Issue #1963, opened 2025-04-16
[NEW] A more safe and efficient way of Sentinel failover, avoiding full resynchronization and data loss.


li-benson:
**The problem/use-case that the feature addresses**

We use Sentinel to monitor the primary and replica nodes to ensure the high availability of the cluster. In some cases, we need to conduct an active failover through Sentinel. However, in practice, it has been found that performing the primary-replica switch in this current way will lead to some data loss and full resynchronization. We hope to minimize this impact as much as possible: avoiding full resynchronization and write loss.

The schematic diagram of the architecture is as follows:

```mermaid
---
config:
  theme: default
---
flowchart LR
 subgraph subGraph0["Sentinel Cluster"]
        S("Sentinel 1 - 3")
  end
 subgraph subGraph1["Valkey Primary-Replica Architecture"]
        M("Primary 1 - n")
        Sla("Replica 1 - n")
  end
    M -- "Primary-Replica Replication" --> Sla
    S -- Monitoring --> M
    C("Client") -- "Listening +switch-master" --> S
    C -- Connecting --> M
     S:::process
     M:::process
     Sla:::process
     C:::process
    classDef process fill:#E5F6FF,stroke:#73A6FF,stroke-width:2px

```

**Description of the feature**

We hope that when performing a manual primary-replica switch via the ``sentinel failover`` command, a less costly and safer way can be provided to complete the switch, so as to avoid write loss and full resynchronization (write failures are allowed).

**Alternatives you've considered**

After investigation, we found that Valkey provided the ``failover`` command in version 6.2.0, which can avoid the problem of full resynchronization. However, Sentinel does not use this command. Therefore, we first tried to actively send the failover command to Valkey primary, allowing Sentinel to passively sense the primary-replica switch. Through testing, it takes about 42 seconds (down_after_period + 2 * info cycle) from the moment when the user sends the ``failover`` command to the primary until Sentinel senses and sends the ``+switch-master`` message. This means that the user will lose 42 seconds of data. The entire process takes too long and is unacceptable.

In addition, we also tried to integrate the failover command into Sentinel, just as the modification of this feature. That is, when a user connects to Sentinel and manually executes the failover command, Sentinel will send the ``failover`` command to the primary instead of the previous ``slaveof no one``. This will solve the problem of full resynchronization after the switch. However, through testing, we found that users would still write data to the old primary, resulting in data inconsistency between the primary and replicas. Moreover, data would still be lost after the client switched to the new primary.
[...]

PR #1964, opened 2025-04-16
Add sentinel failover SAFE option

li-benson:
Implementation of the feature https://github.com/valkey-io/valkey/issues/1963

When performing a manual primary-replica switch via the sentinel failover command, a less costly and safer way can be provided to complete the switch, so as to avoid write loss and full resynchronization (write failures are allowed).


gmbnomis:
I think this is a similar approach to the one proposed by @enjoy-binbin in #1238, which was closed in favor of #1292 (which is authored by me, issue with more details at #1291). #1292 is in approved state since beginning of January, but has not moved forward since.

The short-comings with the approach proposed here are the same as mentioned in the discusion of #1238, see https://github.com/valkey-io/valkey/pull/1238#issuecomment-2460930795. (All of the issues mentioned in this thread have been addressed by #1292 by now.)

The main problem is that the approach violates the specified Sentinel client protocol, which mandates disconnecting clients after a role change.

Of course, this is not optimal for all clients. But by now, clients can indicate their read preferences using REDIRECT mode.  Thus. the proper solution IMHO is to modify Sentinel/the Sentinel protocol to not kill clients in REDIRECT mode (on top of #1292). @soloestoy, wdyt?

li-benson:
> I think this is a similar approach to the one proposed by @enjoy-binbin in #1238, which was closed in favor of #1292 (which is authored by me, issue with more details at #1291). #1292 is in approved state since beginning of January, but has not moved forward since.
> 
> The short-comings with the approach proposed here are the same as mentioned in the discusion of #1238, see [#1238 (comment)](https://github.com/valkey-io/valkey/pull/1238#issuecomment-2460930795). (All of the issues mentioned in this thread have been addressed by #1292 by now.)
> 
> The main problem is that the approach violates the specified Sentinel client protocol, which mandates disconnecting clients after a role change.
> 
> Of course, this is not optimal for all clients. But by now, clients can indicate their read preferences using REDIRECT mode. Thus. the proper solution IMHO is to modify Sentinel/the Sentinel protocol to not kill clients in REDIRECT mode (on top of #1292). @soloestoy, wdyt?



> #1292

Hello, thank you for your attention to this issue. I carefully looked at the previous sentinel code and it seems that there is no operation to actively disconnect the client connection of primary. Only when sending "replcaof no one" is the client connection of the replica closed. In my opinion, since the previous sentinel did not actively close the client connection of primary, we should not add this behavior in the new changes. It seems a bit too violent.

gmbnomis:
> ... I carefully looked at the previous sentinel code and it seems that there is no operation to actively disconnect the client connection of primary. Only when sending "replcaof no one" is the client connection of the replica closed.

"replica of no one" is just a special case in `sentinelSendReplicaOf` (`addr` is `NULL` is this case). *All* calls to `sentinelSendReplicaOf` will kill the client connections, there is no case distinction here. Thus, changing a primary into a replica will also kill the client connections.

This is also specified in the [Sentinel client spec](https://valkey.io/topics/sentinel-clients/#sentinel-failover-disconnection) (emphasis by me):

When Valkey Sentinel changes the configuration of an instance, for example promoting a replica to a primary, **demoting a primary to replicate to the new primary after a failover**, or simply changing the primary address of a stale replica instance, it sends a CLIENT KILL type normal command to the instance in order to make sure all the clients are disconnected from the reconfigured instance. This will force clients to resolve the primary address again.

> In my opinion, since the previous sentinel did not actively close the client connection of primary, we should not add this behavior in the new changes. It seems a bit too violent.

As said, this behavior is required by the specification and is currently implemented. The point of the Sentinel client protocol is that a client can be sure (after initially checking the role in a connection)  that the role will never change in this connection. Thus, one cannot assume that client libraries/client applications will be prepared to handle such a role switch in general.

hwware:
Overall, it looks good, but I have 2 concerns:

1. The command format:  SENTINEL FAILOVER <primary-name> [SAFE [timeout]] @valkey-io/client-maintainers The keyword "SAFE" is a little bit tricky, I do not think there are similar keywords in other command, do you support it or have better idea?

2.  I check the test case, client need to make the replica-read-only as yes. Thus, from my understanding, if client forget to set it and keep it as no, then safe failover is not safe. My suggestion is if with SRI_SAFE_FAILOVER flag, we can set this flag in the codes instead of depending on "config set replica-read-only yes"

gmbnomis:
@hwware I think that #1292 and this PR are mutually exclusive since they both intend to implement smooth failover for sentinel but they handle clients very differently. 

Accepting this PR requires a change of the sentinel client protocol specification. Given the potential impact, could we consider adding a "major-decision-pending" label to this PR? 

Just my 2 cents (if that is not already clear): From my perspective, this change does not have a clear justification and will introduce unnecessary incompatibility.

▶ **What you will do**
Copy down the material exactly as written.

▶ **Completed task**
Issue #1963, opened 2025-04-16
[NEW] A more safe and efficient way of Sentinel failover, avoiding full resynchronization and data loss.


li-benson:
**The problem/use-case that the feature addresses**

We use Sentinel to monitor the primary and replica nodes to ensure the high availability of the cluster. In some cases, we need to conduct an active failover through Sentinel. However, in practice, it has been found that performing the primary-replica switch in this current way will lead to some data loss and full resynchronization. We hope to minimize this impact as much as possible: avoiding full resynchronization and write loss.

The schematic diagram of the architecture is as follows:

```mermaid
---
config:
  theme: default
---
flowchart LR
 subgraph subGraph0["Sentinel Cluster"]
        S("Sentinel 1 - 3")
  end
 subgraph subGraph1["Valkey Primary-Replica Architecture"]
        M("Primary 1 - n")
        Sla("Replica 1 - n")
  end
    M -- "Primary-Replica Replication" --> Sla
    S -- Monitoring --> M
    C("Client") -- "Listening +switch-master" --> S
    C -- Connecting --> M
     S:::process
     M:::process
     Sla:::process
     C:::process
    classDef process fill:#E5F6FF,stroke:#73A6FF,stroke-width:2px

```

**Description of the feature**

We hope that when performing a manual primary-replica switch via the ``sentinel failover`` command, a less costly and safer way can be provided to complete the switch, so as to avoid write loss and full resynchronization (write failures are allowed).

**Alternatives you've considered**

After investigation, we found that Valkey provided the ``failover`` command in version 6.2.0, which can avoid the problem of full resynchronization. However, Sentinel does not use this command. Therefore, we first tried to actively send the failover command to Valkey primary, allowing Sentinel to passively sense the primary-replica switch. Through testing, it takes about 42 seconds (down_after_period + 2 * info cycle) from the moment when the user sends the ``failover`` command to the primary until Sentinel senses and sends the ``+switch-master`` message. This means that the user will lose 42 seconds of data. The entire process takes too long and is unacceptable.

In addition, we also tried to integrate the failover command into Sentinel, just as the modification of this feature. That is, when a user connects to Sentinel and manually executes the failover command, Sentinel will send the ``failover`` command to the primary instead of the previous ``slaveof no one``. This will solve the problem of full resynchronization after the switch. However, through testing, we found that users would still write data to the old primary, resulting in data inconsistency between the primary and replicas. Moreover, data would still be lost after the client switched to the new primary.
[...]

PR #1964, opened 2025-04-16
Add sentinel failover SAFE option

li-benson:
Implementation of the feature https://github.com/valkey-io/valkey/issues/1963

When performing a manual primary-replica switch via the sentinel failover command, a less costly and safer way can be provided to complete the switch, so as to avoid write loss and full resynchronization (write failures are allowed).


gmbnomis:
I think this is a similar approach to the one proposed by @enjoy-binbin in #1238, which was closed in favor of #1292 (which is authored by me, issue with more details at #1291). #1292 is in approved state since beginning of January, but has not moved forward since.

The short-comings with the approach proposed here are the same as mentioned in the discusion of #1238, see https://github.com/valkey-io/valkey/pull/1238#issuecomment-2460930795. (All of the issues mentioned in this thread have been addressed by #1292 by now.)

The main problem is that the approach violates the specified Sentinel client protocol, which mandates disconnecting clients after a role change.

Of course, this is not optimal for all clients. But by now, clients can indicate their read preferences using REDIRECT mode.  Thus. the proper solution IMHO is to modify Sentinel/the Sentinel protocol to not kill clients in REDIRECT mode (on top of #1292). @soloestoy, wdyt?

li-benson:
> I think this is a similar approach to the one proposed by @enjoy-binbin in #1238, which was closed in favor of #1292 (which is authored by me, issue with more details at #1291). #1292 is in approved state since beginning of January, but has not moved forward since.
> 
> The short-comings with the approach proposed here are the same as mentioned in the discusion of #1238, see [#1238 (comment)](https://github.com/valkey-io/valkey/pull/1238#issuecomment-2460930795). (All of the issues mentioned in this thread have been addressed by #1292 by now.)
> 
> The main problem is that the approach violates the specified Sentinel client protocol, which mandates disconnecting clients after a role change.
> 
> Of course, this is not optimal for all clients. But by now, clients can indicate their read preferences using REDIRECT mode. Thus. the proper solution IMHO is to modify Sentinel/the Sentinel protocol to not kill clients in REDIRECT mode (on top of #1292). @soloestoy, wdyt?



> #1292

Hello, thank you for your attention to this issue. I carefully looked at the previous sentinel code and it seems that there is no operation to actively disconnect the client connection of primary. Only when sending "replcaof no one" is the client connection of the replica closed. In my opinion, since the previous sentinel did not actively close the client connection of primary, we should not add this behavior in the new changes. It seems a bit too violent.

gmbnomis:
> ... I carefully looked at the previous sentinel code and it seems that there is no operation to actively disconnect the client connection of primary. Only when sending "replcaof no one" is the client connection of the replica closed.

"replica of no one" is just a special case in `sentinelSendReplicaOf` (`addr` is `NULL` is this case). *All* calls to `sentinelSendReplicaOf` will kill the client connections, there is no case distinction here. Thus, changing a primary into a replica will also kill the client connections.

This is also specified in the [Sentinel client spec](https://valkey.io/topics/sentinel-clients/#sentinel-failover-disconnection) (emphasis by me):

When Valkey Sentinel changes the configuration of an instance, for example promoting a replica to a primary, **demoting a primary to replicate to the new primary after a failover**, or simply changing the primary address of a stale replica instance, it sends a CLIENT KILL type normal command to the instance in order to make sure all the clients are disconnected from the reconfigured instance. This will force clients to resolve the primary address again.

> In my opinion, since the previous sentinel did not actively close the client connection of primary, we should not add this behavior in the new changes. It seems a bit too violent.

As said, this behavior is required by the specification and is currently implemented. The point of the Sentinel client protocol is that a client can be sure (after initially checking the role in a connection)  that the role will never change in this connection. Thus, one cannot assume that client libraries/client applications will be prepared to handle such a role switch in general.

hwware:
Overall, it looks good, but I have 2 concerns:

1. The command format:  SENTINEL FAILOVER <primary-name> [SAFE [timeout]] @valkey-io/client-maintainers The keyword "SAFE" is a little bit tricky, I do not think there are similar keywords in other command, do you support it or have better idea?

2.  I check the test case, client need to make the replica-read-only as yes. Thus, from my understanding, if client forget to set it and keep it as no, then safe failover is not safe. My suggestion is if with SRI_SAFE_FAILOVER flag, we can set this flag in the codes instead of depending on "config set replica-read-only yes"

gmbnomis:
@hwware I think that #1292 and this PR are mutually exclusive since they both intend to implement smooth failover for sentinel but they handle clients very differently. 

Accepting this PR requires a change of the sentinel client protocol specification. Given the potential impact, could we consider adding a "major-decision-pending" label to this PR? 

Just my 2 cents (if that is not already clear): From my perspective, this change does not have a clear justification and will introduce unnecessary incompatibility.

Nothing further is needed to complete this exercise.